>>
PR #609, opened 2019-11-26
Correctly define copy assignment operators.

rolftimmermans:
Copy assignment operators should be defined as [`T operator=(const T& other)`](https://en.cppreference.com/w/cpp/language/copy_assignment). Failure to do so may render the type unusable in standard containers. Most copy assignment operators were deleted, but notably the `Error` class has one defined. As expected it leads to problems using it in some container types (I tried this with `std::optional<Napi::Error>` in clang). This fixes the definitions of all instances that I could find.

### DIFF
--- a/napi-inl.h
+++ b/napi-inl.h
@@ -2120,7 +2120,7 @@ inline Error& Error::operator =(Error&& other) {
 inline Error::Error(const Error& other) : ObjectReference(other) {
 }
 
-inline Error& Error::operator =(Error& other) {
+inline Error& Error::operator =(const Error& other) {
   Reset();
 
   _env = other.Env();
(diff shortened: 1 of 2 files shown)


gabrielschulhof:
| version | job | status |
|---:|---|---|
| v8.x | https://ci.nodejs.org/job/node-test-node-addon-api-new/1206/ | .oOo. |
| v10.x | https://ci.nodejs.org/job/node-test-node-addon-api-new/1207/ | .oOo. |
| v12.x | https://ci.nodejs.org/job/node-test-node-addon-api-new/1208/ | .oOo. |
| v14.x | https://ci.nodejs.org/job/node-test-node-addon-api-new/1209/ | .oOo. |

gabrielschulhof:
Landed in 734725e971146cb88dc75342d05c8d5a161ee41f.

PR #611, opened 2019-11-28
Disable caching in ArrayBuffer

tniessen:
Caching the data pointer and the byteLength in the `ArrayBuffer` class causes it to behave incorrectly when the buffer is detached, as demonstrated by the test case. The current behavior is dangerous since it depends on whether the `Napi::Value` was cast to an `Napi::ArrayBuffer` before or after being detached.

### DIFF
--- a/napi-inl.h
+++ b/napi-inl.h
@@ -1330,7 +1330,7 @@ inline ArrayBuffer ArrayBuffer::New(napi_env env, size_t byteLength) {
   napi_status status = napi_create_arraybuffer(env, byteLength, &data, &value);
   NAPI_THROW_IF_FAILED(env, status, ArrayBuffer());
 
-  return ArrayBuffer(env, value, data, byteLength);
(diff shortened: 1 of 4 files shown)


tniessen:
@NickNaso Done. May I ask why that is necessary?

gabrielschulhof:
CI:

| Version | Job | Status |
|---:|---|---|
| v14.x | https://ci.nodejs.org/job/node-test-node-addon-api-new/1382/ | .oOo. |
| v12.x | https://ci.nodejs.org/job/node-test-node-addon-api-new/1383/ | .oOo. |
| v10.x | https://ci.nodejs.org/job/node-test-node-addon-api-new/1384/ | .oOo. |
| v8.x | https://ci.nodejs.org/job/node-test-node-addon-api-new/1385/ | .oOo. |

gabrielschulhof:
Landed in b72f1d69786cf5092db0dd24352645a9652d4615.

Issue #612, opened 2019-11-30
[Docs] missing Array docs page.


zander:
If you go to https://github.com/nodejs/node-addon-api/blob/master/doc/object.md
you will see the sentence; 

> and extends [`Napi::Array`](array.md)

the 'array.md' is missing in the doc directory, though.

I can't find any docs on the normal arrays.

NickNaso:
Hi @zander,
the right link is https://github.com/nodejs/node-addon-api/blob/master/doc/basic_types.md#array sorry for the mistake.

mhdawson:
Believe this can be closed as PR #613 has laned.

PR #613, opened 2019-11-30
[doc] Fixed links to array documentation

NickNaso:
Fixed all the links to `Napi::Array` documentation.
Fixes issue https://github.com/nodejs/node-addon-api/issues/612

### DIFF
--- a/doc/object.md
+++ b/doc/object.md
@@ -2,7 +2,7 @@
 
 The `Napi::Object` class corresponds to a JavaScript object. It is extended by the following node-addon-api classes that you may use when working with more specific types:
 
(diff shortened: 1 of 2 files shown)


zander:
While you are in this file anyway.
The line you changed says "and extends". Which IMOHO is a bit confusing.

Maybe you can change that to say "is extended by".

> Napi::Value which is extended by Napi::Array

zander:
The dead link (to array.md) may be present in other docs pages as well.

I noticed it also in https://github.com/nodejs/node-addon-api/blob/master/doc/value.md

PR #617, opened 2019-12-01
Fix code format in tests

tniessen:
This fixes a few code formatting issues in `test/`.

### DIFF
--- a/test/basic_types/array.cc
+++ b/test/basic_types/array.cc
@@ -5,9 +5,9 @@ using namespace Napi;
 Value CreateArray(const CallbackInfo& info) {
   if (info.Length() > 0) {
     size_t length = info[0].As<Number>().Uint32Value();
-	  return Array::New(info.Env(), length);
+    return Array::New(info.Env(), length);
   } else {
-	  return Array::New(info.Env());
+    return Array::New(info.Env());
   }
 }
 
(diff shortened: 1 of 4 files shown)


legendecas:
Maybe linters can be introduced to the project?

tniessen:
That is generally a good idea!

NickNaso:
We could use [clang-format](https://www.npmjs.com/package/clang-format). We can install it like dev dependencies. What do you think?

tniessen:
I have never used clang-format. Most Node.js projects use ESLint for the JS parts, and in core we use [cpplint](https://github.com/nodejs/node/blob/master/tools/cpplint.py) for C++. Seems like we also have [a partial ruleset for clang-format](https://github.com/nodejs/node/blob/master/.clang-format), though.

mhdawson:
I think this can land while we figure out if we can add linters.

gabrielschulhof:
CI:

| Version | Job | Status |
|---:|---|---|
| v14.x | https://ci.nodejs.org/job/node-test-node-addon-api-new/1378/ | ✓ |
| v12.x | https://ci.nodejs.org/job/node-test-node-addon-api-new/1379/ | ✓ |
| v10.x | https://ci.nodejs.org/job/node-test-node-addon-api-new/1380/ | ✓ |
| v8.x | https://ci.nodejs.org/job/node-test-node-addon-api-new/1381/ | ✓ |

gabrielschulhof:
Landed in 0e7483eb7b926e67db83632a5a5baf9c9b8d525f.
<<
PROBLEM STATEMENT
Check each line in the records above for the word "could". Return those that have it.

RESULT OF THE TASK
Copy assignment operators should be defined as [`T operator=(const T& other)`](https://en.cppreference.com/w/cpp/language/copy_assignment). Failure to do so may render the type unusable in standard containers. Most copy assignment operators were deleted, but notably the `Error` class has one defined. As expected it leads to problems using it in some container types (I tried this with `std::optional<Napi::Error>` in clang). This fixes the definitions of all instances that I could find.
We could use [clang-format](https://www.npmjs.com/package/clang-format). We can install it like dev dependencies. What do you think?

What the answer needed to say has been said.